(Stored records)
-- Opening Marker --

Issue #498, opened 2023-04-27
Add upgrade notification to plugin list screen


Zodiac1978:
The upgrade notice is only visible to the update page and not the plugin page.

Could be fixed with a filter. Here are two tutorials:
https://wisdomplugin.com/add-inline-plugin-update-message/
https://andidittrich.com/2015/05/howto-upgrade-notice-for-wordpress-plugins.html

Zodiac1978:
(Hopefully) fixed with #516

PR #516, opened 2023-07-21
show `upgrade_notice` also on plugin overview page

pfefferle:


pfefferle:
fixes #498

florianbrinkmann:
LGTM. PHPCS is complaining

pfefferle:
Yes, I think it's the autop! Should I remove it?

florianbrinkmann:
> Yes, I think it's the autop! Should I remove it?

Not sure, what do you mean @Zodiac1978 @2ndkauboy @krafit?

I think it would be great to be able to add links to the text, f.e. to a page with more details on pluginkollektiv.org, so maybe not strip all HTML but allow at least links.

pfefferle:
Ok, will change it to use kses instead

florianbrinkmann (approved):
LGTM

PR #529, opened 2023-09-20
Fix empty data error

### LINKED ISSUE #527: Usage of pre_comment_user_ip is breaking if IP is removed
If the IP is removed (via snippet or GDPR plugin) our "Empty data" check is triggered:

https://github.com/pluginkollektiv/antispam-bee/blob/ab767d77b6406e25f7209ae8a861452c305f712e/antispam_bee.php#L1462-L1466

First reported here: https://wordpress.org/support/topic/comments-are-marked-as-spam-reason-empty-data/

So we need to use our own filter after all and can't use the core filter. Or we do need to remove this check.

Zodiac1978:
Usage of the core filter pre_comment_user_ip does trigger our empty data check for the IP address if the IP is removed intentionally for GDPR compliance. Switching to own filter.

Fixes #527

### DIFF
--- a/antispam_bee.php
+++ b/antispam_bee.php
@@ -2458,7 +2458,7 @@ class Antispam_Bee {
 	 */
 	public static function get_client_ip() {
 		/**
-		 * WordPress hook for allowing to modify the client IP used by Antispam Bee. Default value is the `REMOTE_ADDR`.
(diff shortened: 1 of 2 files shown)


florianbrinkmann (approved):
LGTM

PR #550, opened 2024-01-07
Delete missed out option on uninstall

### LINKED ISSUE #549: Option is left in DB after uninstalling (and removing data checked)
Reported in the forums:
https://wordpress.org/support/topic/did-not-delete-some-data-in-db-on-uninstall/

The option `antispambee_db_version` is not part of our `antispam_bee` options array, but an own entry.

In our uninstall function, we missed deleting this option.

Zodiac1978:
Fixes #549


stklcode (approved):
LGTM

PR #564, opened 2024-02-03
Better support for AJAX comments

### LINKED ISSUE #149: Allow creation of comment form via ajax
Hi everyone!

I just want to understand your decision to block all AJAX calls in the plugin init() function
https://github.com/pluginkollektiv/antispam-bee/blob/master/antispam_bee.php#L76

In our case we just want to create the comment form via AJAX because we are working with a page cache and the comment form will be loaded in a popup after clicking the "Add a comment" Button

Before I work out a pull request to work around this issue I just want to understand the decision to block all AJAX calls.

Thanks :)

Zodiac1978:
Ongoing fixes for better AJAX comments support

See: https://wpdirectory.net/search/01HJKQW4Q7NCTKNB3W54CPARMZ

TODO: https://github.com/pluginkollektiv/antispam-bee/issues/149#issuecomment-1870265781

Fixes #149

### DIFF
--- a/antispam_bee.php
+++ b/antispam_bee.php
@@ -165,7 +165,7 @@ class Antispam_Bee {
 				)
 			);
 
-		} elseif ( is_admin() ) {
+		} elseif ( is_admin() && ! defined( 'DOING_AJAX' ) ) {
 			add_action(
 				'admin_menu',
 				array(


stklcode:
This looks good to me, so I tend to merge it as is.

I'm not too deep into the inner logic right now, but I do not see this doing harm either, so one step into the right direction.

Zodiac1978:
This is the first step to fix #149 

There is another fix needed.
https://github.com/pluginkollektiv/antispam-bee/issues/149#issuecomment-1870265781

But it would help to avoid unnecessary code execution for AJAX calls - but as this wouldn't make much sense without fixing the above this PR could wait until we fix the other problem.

-- Closing Marker --
-- Opening Marker --

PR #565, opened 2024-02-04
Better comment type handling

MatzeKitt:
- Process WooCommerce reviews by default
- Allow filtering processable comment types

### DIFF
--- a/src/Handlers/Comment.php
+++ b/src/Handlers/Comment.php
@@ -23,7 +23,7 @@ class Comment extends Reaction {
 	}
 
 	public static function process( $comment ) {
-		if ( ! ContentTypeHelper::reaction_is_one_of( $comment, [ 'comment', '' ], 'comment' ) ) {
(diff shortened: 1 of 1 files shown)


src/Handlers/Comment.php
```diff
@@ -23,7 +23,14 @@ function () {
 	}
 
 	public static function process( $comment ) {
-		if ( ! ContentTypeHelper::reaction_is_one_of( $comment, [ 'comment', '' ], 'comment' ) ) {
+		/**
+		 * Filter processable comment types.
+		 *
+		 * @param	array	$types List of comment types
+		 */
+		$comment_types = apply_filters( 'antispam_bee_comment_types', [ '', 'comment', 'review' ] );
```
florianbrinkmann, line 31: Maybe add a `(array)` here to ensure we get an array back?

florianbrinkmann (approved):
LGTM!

-- Closing Marker --

- **WORK INSTRUCTIONS**
Reproduce all lines from the records above that include the word "https".

- **ANSWER SPACE**
https://wisdomplugin.com/add-inline-plugin-update-message/
https://andidittrich.com/2015/05/howto-upgrade-notice-for-wordpress-plugins.html
https://github.com/pluginkollektiv/antispam-bee/blob/ab767d77b6406e25f7209ae8a861452c305f712e/antispam_bee.php#L1462-L1466
First reported here: https://wordpress.org/support/topic/comments-are-marked-as-spam-reason-empty-data/
https://wordpress.org/support/topic/did-not-delete-some-data-in-db-on-uninstall/
https://github.com/pluginkollektiv/antispam-bee/blob/master/antispam_bee.php#L76
See: https://wpdirectory.net/search/01HJKQW4Q7NCTKNB3W54CPARMZ
TODO: https://github.com/pluginkollektiv/antispam-bee/issues/149#issuecomment-1870265781
https://github.com/pluginkollektiv/antispam-bee/issues/149#issuecomment-1870265781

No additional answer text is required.